Canadian dividend stocks are under considerable pressure, particularly in the oil patch. In a surprise move earlier this month, Canadian integrated energy major Suncor Energy slashed its dividend by 55%. This came on the back of a massive first-quarter 2020 $3.5 billion net loss. This caught many investors off guard, because Suncor had hiked its dividend for the last 17 years straight.
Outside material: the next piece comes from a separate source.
PR #196, opened 2025-09-12
add a struct interface + support to send telemetry packets using binary data encoded in struct format

zachwaffle4:
The struct format follows [wpilib's struct format](https://github.com/wpilibsuite/allwpilib/blob/main/wpiutil/doc/struct.adoc).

It had increased the payment, even during earlier oil price collapses.
This has sparked considerable speculation as to whether Canada’s largest oil sands operator and Dividend Aristocrat Canadian Natural Resources (TSX:CNQ)(NYSE:CNQ) will be next to take a knife to its dividend. The payment is yielding almost 7%, which is high for a conservative oil stock and oil sands operator in the current difficult environment. That coupled with sharply weaker oil, significantly softer earnings, and a poor industry outlook point to a dividend cut being ahead.
Is the dividend sustainable?
Canadian Natural has hiked its dividend for the last 19 years straight, making it a Dividend Aristocrat and stalwart for income-hungry investors. The oil sands operator even increased its dividend during the last oil price collapse, where crude plunged to under US$30 per barrel. The key fear is that as net earnings deteriorate because of sharply weaker oil (caused by the fallout from the pandemic), the dividend-payout ratio will spike to over 100%, making the payment unsustainable.
The concerns regarding the potential for a sharp decline in Canadian Natural’s earnings are supported by its first-quarter 2020 results. It reported a massive $1.3 billion net loss for the period compared to a $961 million profit a for the equivalent period in 2019.
That can be blamed on sharply weaker oil prices.
Canadian Natural’s average basket price for its exploration and production business for the first quarter was $21.90 per barrel. This was 44% lower than the $39.27 per barrel reported a year earlier. There was a similar trend for Canadian Natural’s oil sands mining and upgrading business where the average price fell 23% year over year to $50.88.
That had a sharp impact on Canadian Natural’s operating netback, which is a key measure of operational profitability. The company’s exploration and production division reported a netback of $4.83 per barrel sold, which was a quarter of what it had been a year earlier. For oil sands mining, it plunged 32% year over year to $27.97 a barrel.
What is the impact on the dividend?
As a result of that large loss Canadian Natural’s trailing 12-month earnings fell 41% to $3.2 billion. Surprisingly, even after such a significant decline, Canadian Natural’s dividend-payout ratio is still a conservative 60% of net income.
This indicates that at this stage, the regular payment is sustainable.
Nevertheless, a combination of sharply weaker oil prices and lower production will cause earnings to plunge further. That could easily see the dividend-payout ratio rise to over 100%, bringing into question whether Canadian Natural should follow in Suncor’s footsteps and cut its dividend.
Management has stated that it believes the company’s dividend can be sustained through the latest slump in oil prices. A combination of cost cutting, low breakeven costs, and commodity price hedges will blunt the impact of sharply weaker oil prices on Canadian Natural’s earnings.
Canadian Natural possesses considerable financial resources. At the end of the first quarter, it had $1 billion of cash on hand and $3.9 billion available from existing credit facilities. That substantial liquidity will allow Canadian Natural to continue paying the dividend, even if earnings over the short term deteriorate further.
Foolish takeaway
Canadian National’s commitment to its shareholders underscored by its decision to maintain its dividend in this harsh operating environment, even after recently hiking it by 13%, is admirable. There is every indication that if oil prices recover during the second half of 2020 that the payment can be sustained with little to no damage to Canadian Natural’s financial position.
For the reasons discussed, the dividend and that juicy 6.7% yield is safe for now, even if second- and third-quarter 2020 earnings deteriorate further. That makes Canadian Natural an attractive investment in the current difficult environment.